Genito-pelvic pain/penetration disorder (GPPPD) not only adversely affects women's sexuality and sexual satisfaction but is also associated with a wide range of psychosocial consequences such as reduced quality of life and well-being, mental health comorbidities, and relationship distress. Evidence for effective treatment options is scarce.

AIM

This article describes the rationale, treatment protocol, and study design for a randomized controlled trial examining the efficacy of an Internet-based guided intervention for GPPPD.

METHOD

Two hundred women who meet the criteria for GPPPD and have not been able to experience sexual intercourse for at least the last 6 months will be recruited and randomly assigned either to the intervention group (IG) or a 6-month waitlist control group. Assessments take place at baseline (T1), peritreatment after completion of Session 5 in IG (T2), after completion of Session 8 or 12 weeks after randomization (T3), and after 6 months (T4). Data will be analyzed on an intention-to-treat and a completer basis.

MAIN OUTCOME MEASURES

The primary outcome will be sexual intercourse involving the insertion of the partner's penis at posttreatment. Secondary outcomes include, e.g., improved non-intercourse penetration, sexual functioning, dyadic stress coping, reduced fear of sexuality and negative penetration-related cognitions.

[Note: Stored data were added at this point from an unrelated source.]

PR #659, opened 2020-05-15
RMB-569: Upgrade using schema.json comparison

julianladisch:
* SchemaMaker: new previousSchema variable, can trigger deletion of tables and foreign keys
* foreign_keys.ftl: Only create foreign key trigger if an "ADD" foreign key entry exists
* foreign_keys.ftl: Don't drop auditing table when auditing table name is null
* SchemaMakerTest: Extract duplicate code into schema and schemaMaker methods.
* TenantAPI: Use schema.json comparison for upgrades.

### DIFF
--- a/dbschema/src/main/java/org/folio/rest/persist/ddlgen/ForeignKeys.java
+++ b/dbschema/src/main/java/org/folio/rest/persist/ddlgen/ForeignKeys.java
@@ -129,7 +129,8 @@ public class ForeignKeys extends Field {
     return "ForeignKeys [tableAlias=" + tableAlias + ", targetTable=" + targetTable
         + ", targetTableAlias=" + targetTableAlias
         + ", fieldName=" + fieldName
-        + (targetPath == null ? "" : "targetPath=" + targetPath)
+        + (targetPath == null ? "" : ", targetPath=" + targetPath)
+        + ", tOps=" + gettOps()
         + "]";
   }
 
--- a/domain-models-runtime/src/main/java/org/folio/rest/impl/TenantAPI.java
+++ b/domain-models-runtime/src/main/java/org/folio/rest/impl/TenantAPI.java
@@ -5,8 +5,6 @@ import java.io.InputStream;
 import java.io.UncheckedIOException;
 import java.nio.charset.StandardCharsets;
 import java.util.Map;
-import java.util.concurrent.atomic.AtomicBoolean;
-
 import javax.ws.rs.core.Response;
 
 import org.apache.commons.io.IOUtils;
@@ -217,7 +215,6 @@ public class TenantAPI implements Tenant {
         promise.complete(schema);
       } catch (Exception e) {
         promise.fail(e);
-        return;
       }
     });
     return promise.future();
@@ -293,22 +290,8 @@ public class TenantAPI implements Tenant {
    * @throws TemplateException when processing templates/db_scripts/schema.json fails
    */
   public Future<String> sqlFile(Context context, String tenantId, TenantAttributes tenantAttributes) {
-    AtomicBoolean tenantExists = new AtomicBoolean();
-
     return tenantExists(context, tenantId)
-    .compose(tenantExistsResult -> {
-      tenantExists.set(tenantExistsResult);
-      return previousSchema(context, tenantId, tenantExists.get());
-    }).compose(previousSchema -> {
-      try {
-        String sqlFile = sqlFile(tenantId, tenantExists.get(), tenantAttributes, previousSchema);
-        return Future.succeededFuture(sqlFile);
-      } catch (IOException e) {
-        throw new UncheckedIOException(e);
-      } catch (TemplateException e) {  // checked exception from main.tpl parsing
-        throw new IllegalArgumentException(e);
-      }
-    });
+    .compose(tenantExists -> sqlFile(context, tenantId, tenantAttributes, tenantExists));
   }
 
   @Validate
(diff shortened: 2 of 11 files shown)


dbschema/src/main/java/org/folio/rest/persist/ddlgen/ForeignKeys.java
```diff
@@ -129,7 +129,8 @@ public String toString() {
     return "ForeignKeys [tableAlias=" + tableAlias + ", targetTable=" + targetTable
         + ", targetTableAlias=" + targetTableAlias
         + ", fieldName=" + fieldName
-        + (targetPath == null ? "" : "targetPath=" + targetPath)
+        + (targetPath == null ? "" : ", targetPath=" + targetPath)
+        + ", tOps=" + gettOps()
```
adamdickmeiss, line 133: What the previous code at error ? Missing ","?

domain-models-runtime/src/main/java/org/folio/rest/impl/TenantAPI.java
```diff
@@ -226,40 +264,75 @@ public String sqlFile(String tenantId, boolean tenantExists, TenantAttributes te
...
+  public void postTenant(TenantAttributes tenantAttributes, Map<String, String> headers,
       Handler<AsyncResult<Response>> handlers, Context context)  {
 
     String tenantId = TenantTool.tenantId(headers);
     log.info("sending... postTenant for " + tenantId);
-    if (entity != null) {
-      log.debug("upgrade from " + entity.getModuleFrom() + " to " + entity.getModuleTo());
+    if (tenantAttributes != null) {
+      log.debug("upgrade from " + tenantAttributes.getModuleFrom() + " to " + tenantAttributes.getModuleTo());
     }
```
adamdickmeiss, line 307: This logs what Okapi passes to it, right? Do we even use moduleFrom or moduleTo for anything mechanical anymore? If so, perhaps we could log what RMB sees as from-to-version?

dbschema/src/main/java/org/folio/rest/persist/ddlgen/ForeignKeys.java
julianladisch: toString() is used for debugging only. The comma doesn't have any influence on production code.

adamdickmeiss: ok

domain-models-runtime/src/main/java/org/folio/rest/impl/TenantAPI.java
julianladisch: Only recently we started storing the correct version in the rmb_internal table: https://github.com/folio-org/raml-module-builder/commit/3dbf2ed9905bbca558b8b35e25b40115a65fea4a 
Therefore we must use the version number passed in from Okapi for Goldenrod.
SchemaMaker and schema.json use them.

adamdickmeiss: ok

craigmcnally: But this is a possible improvement for Q3?

julianladisch: Sure. This is why we store rmb version and schema.json in the db.

craigmcnally:
Part of me feels like this makes it easier to "accidentally" remove a table (and the data in it), but I can't really think of a realistic scenario where that might happen...  Maybe if a module is renaming a table?  in that case they'd need to make sure that migration scripts run before the generated scripts run.

domain-models-runtime/src/main/java/org/folio/rest/persist/ddlgen/SchemaMaker.java
```diff
@@ -122,6 +126,49 @@ private String handleDelete() throws IOException, TemplateException {
...
+      List<ForeignKeys> oldForeignKeys = oldTable.getForeignKeys();
+      if (oldForeignKeys == null || oldForeignKeys.isEmpty()) {
+        return;
+      }
+      List<ForeignKeys> newForeignKeys =
+          newTable.getForeignKeys() == null ? Collections.emptyList() : newTable.getForeignKeys();
+      List<ForeignKeys> allForeignKeys = new ArrayList<>(newForeignKeys);
+      oldForeignKeys.forEach(oldForeignKey -> {
+        if (newForeignKeys.stream().anyMatch(newForeignKey ->
+            oldForeignKey.getFieldName().equals(newForeignKey.getFieldName()))) {
```
grabsefx, line 159: @adamdickmeiss @julianladisch oldForeignKey.getFieldName() causes NPE in case of upgrading tables which contains cross-index foreign keys without field names like
`    {
      "tableName": "titles",
      "fromModuleVersion": "mod-orders-storage-11.0.0",
      "withMetadata": true,
      "foreignKeys": [
        {
          "fieldName": "poLineId",
          "targetTable":      "po_line",
          "targetTableAlias": "poLine",
          "tableAlias": "titles",
          "tOps": "ADD"
        },
        {
          "targetPath": ["poLineId", "purchaseOrderId"],
          "targetTable":      "purchase_order",
          "targetTableAlias": "purchaseOrder",
          "tableAlias": "titles",
          "tOps": "ADD"
        }
      ]
    },`

PR #661, opened 2020-05-15
Try using idleTimeout for PgConnectOptions RMB-620

adamdickmeiss:


domain-models-runtime/src/test/java/org/folio/rest/persist/PostgresClientTest.java
```diff
@@ -86,7 +87,6 @@ public void configDefault() throws Exception {
     assertThat(config.getString("host"), is("127.0.0.1"));
     assertThat(config.getInteger("port"), is(6000));
     assertThat(config.getString("username"), is("username"));
-    assertThat(config.getInteger("connectionReleaseDelay"), is(60000));
```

Fear of sexuality, penetration-related cognitions, and exercise intensity will be assessed as mediators of intercourse in the IG. Sexual dysfunctions of partners will be measured at baseline (T1) and investigated as a potential moderator of the primary treatment outcome.

DISCUSSION

Given the burden associated with GPPPD and the need for specialized treatment, there is a surprising lack of evidence-based treatment options. This study aims to assess whether Internet-based interventions could contribute to closing this treatment gap.

CLINICAL TRIAL REGISTRATION

German Register of Clinical Studies (DRKS): DRKS00010228.